# place your winter weather guess here



## carl b (Dec 28, 2006)

make your winter forecast here now . i'll put mine up Friday . please tell us what area you are guessing for . good luck 


carl


----------



## tls22 (Sep 30, 2007)

Oh boy....i will have one ready soon!:waving:


----------



## VBigFord20 (Aug 17, 2004)

Judging how things have gone the last few years I am going to put cleveland at around 80" this season.

Might be more, might be less, but we won't know the totals for about 6 months from now I guess.


----------



## stroker79 (Dec 2, 2006)

Lots of snow!!!!!!!!!!!!!!!!!!!!!!!!!!!!!


----------



## tom_mccauley (Dec 10, 2007)

South central Mich, 95 to 100"


----------



## bribrius (May 5, 2007)

115" - 125"


----------



## Sealer (Dec 15, 2007)

Let's see.....In my fantasy world I'd like quick 3'' storms starting on or about the 20th of october every other day, and ending on march 15th. And since I bought a salt spreader last march, I'd like the off days to have some sort of sleet and freezing rain mix!

Of course, all storms should start at 8am and end with me finishing up in time for dinner! 

In reality......I just hope for some 3 to 4 inch snowfalls on a pretty regular basis.
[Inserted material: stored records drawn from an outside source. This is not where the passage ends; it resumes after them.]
PR #671, opened 2021-03-24
vertical-full-page-map: Handle out of bounds longitude

creotutar:
Before, if you moved the map outside of the boundaries of longitude
[-180, 180], it was possible to get outside of the range. This would
cause liveapi to error because the longitude was incorrect. Here we mod
our longitudes so it wraps from -180 to 180 and stays within range.

Note: we do not need to do this for latitude because our current map
implementation does not let you wrap along the latitude lines.

J=SLAP-1107
TEST=manual

On a vertical full page map, zoom out to the maximum value and drag the
map to the left. Make sure when you're at the -180 longitude mark, if
you drag more to the left, you will be in the positive range and
correctly a liveapi request without an error.

Test this the positive longitude direction as well.

### DIFF
--- a/static/js/theme-map/Geo/GeoBounds.js
+++ b/static/js/theme-map/Geo/GeoBounds.js
@@ -1,5 +1,6 @@
 import { Unit, Projection } from './constants.js';
 import { Coordinate } from './Coordinate.js';
+import { getNormalizedLongitude } from '../Util/helpers.js';
 
 /**
  * This class represents a bounded coordinate region of a sphere.
@@ -121,25 +122,9 @@ class GeoBounds {
     const newLon = (nw.longitude + this._ne.longitude) / 2 + (this._ne.longitude < nw.longitude ? 180 : 0);
 
     nw.add(-latDist / 2, 0, Unit.DEGREE, projection);
-    nw.longitude = this._getNormalizedLongitude(newLon);
+    nw.longitude = getNormalizedLongitude(newLon);
 
     return nw;
-  }
-
-  /**
-   * Normalize lng to the range [-180, 180]. If you give -181, for
-   * example, we wrap back to 180.
-   *
-   * @param {Number} lng The longitude
-   * @returns {Number} The normalized longitude
-   */
-  _getNormalizedLongitude(lng) {
-    const positiveModLng = ((lng % 361) + 361) % 361;
-    const normalizedLng = positiveModLng > 180
-      ? positiveModLng - 361
-      : positiveModLng;
-
-    return normalizedLng;
   }
 }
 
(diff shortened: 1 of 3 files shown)


creotutar:
image

(0, -180)

static/js/theme-map/Geo/GeoBounds.js
```diff
@@ -121,10 +121,26 @@ class GeoBounds {
...
     nw.add(-latDist / 2, 0, Unit.DEGREE, projection);
-    nw.longitude = newLon;
+    nw.longitude = this._getNormalizedLongitude(newLon);
 
     return nw;
   }
+
+  /**
+   * Normalize lng to the range [-180, 180]. If you give -181, for
+   * example, we wrap back to 180.
```
oshi97, line 131: should -181 wrap back to 179? not a map expert but the math looked a little weird (using mod 361 instead of 360 or 180) and I think that might be why?

static/js/theme-map/Util/helpers.js
```diff
@@ -55,8 +55,25 @@ const isViewableWithinContainer = (targetEl, containerEl) => {
...
+ * prefer to return -180 over 180 when wrapping, as they are the same coordinate.
+ *
+ * @param {Number} lng The longitude
+ * @returns {Number} The normalized longitude
+ */
+const getNormalizedLongitude = (lng) => {
+  if (lng === 180) {
+    return lng;
+  }
+  return ((lng + 180) % 360 + 360) % 360 - 180;
```
cea2aj, line 71: Is there any way that you could add explanatory variables to help describe the how this formula works? Just looking at it, it's not clear to me how this formula was derived. If not, could you add a comment which shows your reasoning behind the formula?

oshi97: agree on the variables! just to double check I think the process is something like 
1. add 180 to convert to 0 to 360
2. mod 360 to normalize
3. add 360 take mod 360 AGAIN to make the mod positive (in javascript -4 % 10 is -4 not 6, but here we want 6)
4. subtract 180 to convert back to -180 to 180

static/js/theme-map/Util/helpers.js
```diff
@@ -55,8 +55,36 @@ const isViewableWithinContainer = (targetEl, containerEl) => {
...
+ * example, we wrap back to 179. If lng is 180, we return 180. Otherwise, we
+ * prefer to return -180 over 180 when wrapping, as they are the same coordinate.
+ *
+ * The idea is that we must mod by the range of the longitude values (360) to
+ * be span our entire range of values. In order to have our negative to
+ * positive wrapping work with modulus, the values we mod by need to be positive.
+ *
+ * 1. Add 180 to shift values to make sure -180 to 0 map to 0 to 180 
+ *    and 0 to 180 map to 180 to 360 for example
+ * 2. Mod by 360 to make the range (-360, 360)
```
cea2aj, line 70: After adding 180, you have a range of (0 to 360). When you mod any number in that range by 360, you get the same number, right? So why is modding necessary?

cea2aj: Ah, I see. It slipped my mind that `lng` can can be any negative or positive number. This  makes sense!

cea2aj (approved):
lgtm

oshi97 (approved):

Maybe throw in a big one once or twice just to keep me honest and to reaffirm to the customers why they need me to plow instead of them going to lowes and buying that snowblower they see everytime they walk into the store!


----------



## dunlaps lawncare (Sep 5, 2007)

lots of snow


----------



## Snow Day (Aug 23, 2008)

let me just say it here..dont be surpised if the states start seeing some light snow in october, most likely northern states


----------



## WingPlow (Jun 18, 2007)

dont they normally every year ?


----------



## Snow Day (Aug 23, 2008)

Yes, but it could be a bit further south.


----------



## carl b (Dec 28, 2006)

here it is i gave it some thought today . DEC. 3 plows Jan 2 plows Feb the big plow 14" or more in 24 hours . so for my town 40-50 total this year .  well i hope i'm worng and its more . good luck, keep up the guessing


----------



## Kingwinter (Jan 26, 2008)

This winter is going to be a armageddon of snow... every other day


----------



## stroker79 (Dec 2, 2006)

Snow Day;590787 said:


> let me just say it here..dont be surpised if the states start seeing some light snow in october, most likely northern states


how much northern? is chicago northern enough?


----------



## KGRlandscapeing (May 2, 2007)

ill get a 100" give or take probably on the highside but it wont fall till late december and after the first of the year. and will have snow in april


----------



## JayMac (Jul 5, 2007)

Well it will probably snow very well here in Indy with about 55-60 inches. But then again if a depression starts who will be there to pay us?

I am really joking about that last comment, I don't think its as bad as the media wants us to believe.


----------



## T-MAN (Jan 9, 2001)

JayMac;593951 said:


> Well it will probably snow very well here in Indy with about 55-60 inches. But then again if a depression starts who will be there to pay us?
> 
> I am really joking about that last comment, I don't think its as bad as the media wants us to believe.


It allready did start. I just heard the other day that some guy lost his blackberry service. Tragic, poor thing. My Church is going to take up a collection for him after the Witch burning ceremony pumpkin:

23"-105" is my guess for NE IL


----------



## Enzo (Feb 27, 2008)

I think we can get 40 inches over here.


----------



## Kevin Kendrick (May 3, 2007)

Missouri Department of Transportation predicts our first snow fall October 15th. It was 48 degrees this morning so the weather is definitely turning.


----------



## red07gsxr (Dec 22, 2007)

im hoping for some good snow. 40'' would be nice.


----------



## WingPlow (Jun 18, 2007)

if we DONT get at least 40 inches its gonna be a slow year

good safe bet is 65-75 "


----------



## Sydenstricker Landscaping (Dec 17, 2006)

I am going to stick with at least 100" due to the fact that we get lots of lake effect here


----------



## Brian Young (Aug 13, 2005)

My guess......1st plowable storm Nov. 20th. My guess for totals....130" for us here in NWPA.


----------



## JayMac (Jul 5, 2007)

*Well?*



tls22;590436 said:


> Oh boy....i will have one ready soon!:waving:


Well where is it. We're waiting.


----------



## plowdriver900 (Nov 27, 2007)

about 130 here in the snowbelt of michigan:bluebounc:bluebounc:bluebounc


----------



## vincent (Sep 15, 2008)

If the weather pattern follows this past spring and summer here in Missouri, it could be a very good year for snow.

Hopefully, since it will be my first year of plowing with my own.


----------



## LordOfTheSith (Jan 2, 2006)

between storms and lake effect.....we average 130 inches per year here.....but I'm gonna say 170 inches.


----------